By Zandre Campos, Chairman and CEO of ABO Capital
Angola has the potential to become a major exporter, as the country has seen fairly stable intercontinental and global trade growth in the past 20 years. Africa’s top trade partners have included China, the United States, and the European Union, but with variables like politics, pricing, and availability of resources, Angola must continue to allocate the time and funds needed to keep up with supply and demand of its current exports, and start expanding into new sectors.
Africa’s dominant sources of revenue are oil and metal, which account for approximately 90 percent of the continent’s total exports. Angola is one of the few African countries that relies almost solely on these two commodities as its main exports, but the country is taking great steps to invest resources in opportunities with high manufacturing intensity, like food production. According to the 2017 African Economic Outlook report, agriculture provided jobs for more than 60 percent of Africa’s workforce, but accounted for less than a quarter of total exports.
Technological advancements, from motorized equipment to biotechnology like seed modification, have widely contributed to the worldwide growth of agriculture. However, Africa’s farming and processing capabilities are still underdeveloped, and this may be due to the continent’s low import percentage of heavy machinery and transport equipment, as well as climate change patterns. Organizations like ETG, one of the fastest growing integrated agricultural supply chain groups, and a venture that I currently support, are working to ensure the rapid growth of procurement, processing and manufacturing of finished goods, and product distribution through machinery, irrigation, warehousing, and transportation methods. Advancements in computers and the Internet also facilitate trade deals among long-distance business partners.

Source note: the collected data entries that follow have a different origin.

PR #208, opened 2019-02-06
Service returns 500 when a user is not found

DonSeannelly:
This PR adds error handling so that if a user does not exist, the route to load their learning objects returns a 404 instead of a 500.

Additionally, two new types, `ServiceError` and `ResourceError`, were introduced so that we can have a semantic understanding of whether or not an error has been caught within another layer of the application. This allows us to tailor the way we handle the error in any given context, as well as easily filter all outbound responses to ensure internal service information is not leaked.

Several promise rejections in async functions were also converted to throw statements.


src/drivers/express/ExpressRouteDriver.ts
```diff
@@ -188,7 +188,9 @@ export class ExpressRouteDriver {
         );
         res.status(200).send(objects.map(obj => obj.toPlainObject()));
       } catch (e) {
-        console.error(e);
+        if (e instanceof Error && e.message === 'User not found') {
```
nrwinner: Should we have an enum of error messages? That way, if we need to update one of the messages, the if-checks don't break throughout the application.

src/drivers/MongoDriver.ts
```diff
@@ -724,7 +727,7 @@ export class MongoDriver implements DataStore {
       .collection(COLLECTIONS.USERS)
       .findOne<UserDocument>(query, { projection: { _id: 1 } });
     if (!userRecord)
-      throw new Error('No user with username or email' + username + ' exists.');
+      throw new Error('No user with username or email ' + username + ' exists.');
```
nrwinner: Literally thank you

src/LearningObjects/LearningObjectRouteHandler.ts
```diff
@@ -88,7 +88,7 @@ export function initializePrivate({
       if (
         object &&
         object.name &&
-        e.message === LearningObjectError.DUPLICATE_NAME(object.name)
+        e.message === `A learning object with name '${object.name}' already exists.`
```
DonSeannelly: I wonder how granular we should go in terms of mapping status codes to the reason for an error. In this case, a ResourceError is thrown with the reason being it was a bad request. However, the intention of this route handler is to respond back with [status code 409](https://developer.mozilla.org/en-US/docs/Web/HTTP/Status/409), indicating a conflict of state between client and server.

**My question is this**: Should we rely on string comparison (or some other method like this) to pick off situations that we do not have built in to our Error objects and the mapping function that converts them to a HTTP response, or should we have a 1:1 mapping between error reasons and status code responses?

src/Changelogs/ChangelogInteractor.ts
```diff
@@ -29,10 +29,10 @@ export async function createChangelog(params: {
       if (objectId && objectId.length > 0) {
         await params.dataStore.createChangelog(params.learningObjectId, authorID, params.changelogText);
       } else {
-        return Promise.reject(new Error(LearningObjectError.RESOURCE_NOT_FOUND()));
+        return Promise.reject(new ResourceError('Learning Object not found.', ResourceErrorReason.NOT_FOUND));
       }
     } else {
-      return Promise.reject(new Error(LearningObjectError.INVALID_ACCESS()));
+      return Promise.reject(new ResourceError('Invalid Access', ResourceErrorReason.INVALID_ACCESS));
```
DonSeannelly: Should `ResourceErrors` that have an invalid access reason need to be provided with a message? Right now, I'm responding back with the string `'Invalid Access'` each time, but might we want to provide more information here?

src/Changelogs/ChangelogInteractor.ts
```diff
@@ -55,6 +55,7 @@ export async function getRecentChangelog(
       const changelog = await dataStore.fetchRecentChangelog(learningObjectId);
       return changelog;
     } catch (e) {
-      return Promise.reject(e instanceof Error ? e : new Error(LearningObjectError.RESOURCE_NOT_FOUND()));
+      // TODO: Remove falsy resource error
```
gshaw1997: Looks like there is a TODO left here

src/Changelogs/ChangelogDatastore.ts
```diff
@@ -40,7 +40,7 @@ export class ChangelogDataStore {
         );
     } catch (e) {
       reportError(e);
-      return Promise.reject(new Error(LearningObjectError.INTERNAL_ERROR()));
+      return Promise.reject(new ServiceError(ServiceErrorType.INTERNAL));
```
gshaw1997: Is there a need to reject an error? Is there a benefit to rejecting over throwing the error?

src/LearningObjects/LearningObjectRouteHandler.ts
gshaw1997: I prefer the 1:1 mapping between error reasons and status code responses. This allows the message to be adjusted without having to go back and rewrite conditionals. As long as our route driver is doing the mapping I don't see an issue with it mapping reasons to status codes since it uses the HTTP spec.

src/Changelogs/ChangelogInteractor.ts
gshaw1997: I like the option to pass in a message. There may be a reason to provide more information in other cases.

src/errors.ts
```diff
@@ -1,39 +1,46 @@
...
+  INTERNAL = 'InternalServiceError',
+}
+export class ServiceError extends Error {
+  constructor(type: ServiceErrorType) {
+    super('Internal Server Error');
+    this.name = type;
+  }
+}
+
+export enum ResourceErrorReason {
```
nvisal1: We should either use type or reason to describe these enums. Using both is a little confusing.

src/LearningObjects/LearningObjectRouteHandler.ts
nvisal1: I am in favor of having a 1:1 mapping between error reasons and status code responses. I think it will provide us with more consistency. Even though the particular reason may be used in one place at the time of implementation, having a 1:1 mapping will allow future developers to use the error reason elsewhere as needed.

src/Changelogs/ChangelogInteractor.ts
nvisal1: I think 'Invalid Access' should provide context about the access groups required for the requested function.

src/drivers/MongoDriver.ts
```diff
@@ -712,14 +712,27 @@ export class MongoDriver implements DataStore {
    */
   async getUserObjects(username: string): Promise<string[]> {
     try {
-      const authorID = await this.findUser(username);
       const objects = await this.db
-        .collection<{ _id: string }>(COLLECTIONS.LEARNING_OBJECTS)
-        .find({ authorID }, { projection: { _id: 1 } })
+        .collection<{ _id: string }>(COLLECTIONS.USERS)
```
nrwinner: I'm probably just missing something but what is the context surrounding this change here?

DonSeannelly: Originally this function made two different database calls, first to fetch the user's id when given the username, and second to find the Learning Objects for the user. This query now does that in one database transaction.

I made this change as I was working on a solution to the issue at the heart of this PR, not having any notion of resource not found when trying to fetch Learning Objects for a user that doesn't exist. I'm still fixing up a few things with the rest of this, so once that is done this change will have a little more context. For now it just serves as a performance enhancement.

src/Changelogs/ChangelogDatastore.ts
DonSeannelly: There is no advantage in rejecting over throwing since the error is being processed within the main execution context. Both have the same effect in the runtime. There is some speculation that rejecting might be faster on some system architectures, but I haven't seen a study.

I left it as a rejection since @nvisal1 originally wrote it that way when creating the module. I'd be open to creating a style rule if we'd prefer to stick with one over the other.

More info: https://stackoverflow.com/questions/33445415/javascript-promises-reject-vs-throw

src/LearningObjects/LearningObjectInteractor.ts
```diff
@@ -245,7 +245,8 @@ export async function getLearningObjectChildrenById(
     return await dataStore.loadChildObjects({id: objectId, full: true, status: LearningObjectState.ALL});
   } catch (e) {
     reportError(e);
-    return Promise.reject(new Error(LearningObjectError.RESOURCE_NOT_FOUND()));
+    // TODO: Is this actually a case of it not being found? Can't other faults hit this?
```
nvisal1: This function should just return the datastore function call. No try/catch needed

src/LearningObjects/LearningObjectInteractor.ts
```diff
@@ -532,6 +533,6 @@ async function checkNameExists(params: {
   });
   // @ts-ignore typescript doesn't think a .id property should exist on the existing object
   if (existing && params.id !== existing.id) {
-    throw new Error(LearningObjectError.DUPLICATE_NAME(params.name));
+    throw new ResourceError(`A learning object with name '${params.name}' already exists.`, ResourceErrorReason.BAD_REQUEST);
```
nvisal1: Can you explain throwing vs rejecting? Why are we throwing the error here?

src/LearningObjects/LearningObjectRouteHandler.ts
```diff
@@ -133,12 +132,12 @@ export function initializePrivate({
       if (
         updates &&
         updates.name &&
-        e.message === LearningObjectError.DUPLICATE_NAME(updates.name)
+        e.message === `A learning object with name '${updates.name}' already exists.`
```
nrwinner: As per our discussion, we shouldn't be using this 409 status code, the response should simply be a 400 to indicate a bad request.

src/errors.ts
```diff
@@ -1,40 +1,72 @@
...
+ * Takes an error object of any kind, and maps it to a status code and message.
+ *
+ * Any error that is not of type ResourceError or ServiceError will default to
+ * an Internal Server Error. If a value is passed in that is not of type Error,
+ * it will be reported and and processed as an Internal Server Error.
+ * @param error the Error to map to HTTP information.
+ * @returns information to convert an Error to a proper HTTP response.
+ */
+export function mapErrorToResponseData(error: Error): { code: number, message: string } {
+  if (!(error instanceof Error)) {
```
nvisal1: Thank you

src/interactors/LearningObjectInteractor.ts
```diff
@@ -73,21 +61,23 @@ export class LearningObjectInteractor {
...
       if (
         !this.hasReadAccess({
-          userToken: params.userToken,
+          userToken,
           resourceVal: params.username,
           authFunction: checkAuthByUsername,
         })
       ) {
-        throw new Error('Invalid access');
+        throw new ResourceError('Invalid Access', ResourceErrorReason.INVALID_ACCESS);
```
nvisal1: throw vs reject?

src/Changelogs/ChangelogDatastore.ts
DonSeannelly: @nvisal1 See my above answer to the question of throw vs. reject

src/LearningObjects/LearningObjectInteractor.ts
DonSeannelly: @gshaw1997 the datastore does not handle any errors itself. It also seems, as per my TODO listed here, that the interactor handles the error improperly. Any error that occurs will result in a resource not found error.

Any errors occurring in this call stack will bubble out to the interactor's try/catch block, where the `mapErrorToResponseData` function will handle creating the correct out-bound response and report to Sentry. 

```
} catch (e) {
      const { code, message } = mapErrorToResponseData(e);
      res.status(code).json({message});
}
```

While technology is critical to the continued development of agricultural commodities, it’s important to note that factors like trade policy, infrastructure, and education impact Angola as an exporter. The African Continental Free Trade Area (AfCFTA), for example, is said to boost African economies by harmonizing intercontinental trade liberalization, removing tariffs on 90 percent of goods once the policy is in effect, and establish free movement of business people and investments. Through the AfCTFA, Africa will see more trade liberalization and enhanced competition with more opportunities with high manufacturing intensity. Technology will be a key driver in maintaining production and ultimately competition.
On the infrastructure side, roads, vessels and flight paths should be readily available in order to move a high volume of product across the border. Fortunately, according to the African Development Bank, the Angolan government had previously committed to allocating nearly $5.5 billion to finance private sector projects in areas with high export potential, like food and agriculture. This includes electricity projects, construction of a new international airport in Angola’s capital Luanda, and a new commercial port north of Luanda. Lastly, farmers, warehouse workers, transportation staff and others closely involved in the supply chain might require additional technical training when there are changes or advancements in equipment.
By investing resources in agricultural and technology, along with the proper infrastructure and education, Angola can become a major exporter in oil, metal and food, fostering healthy economic development in the country, and in Africa as a whole.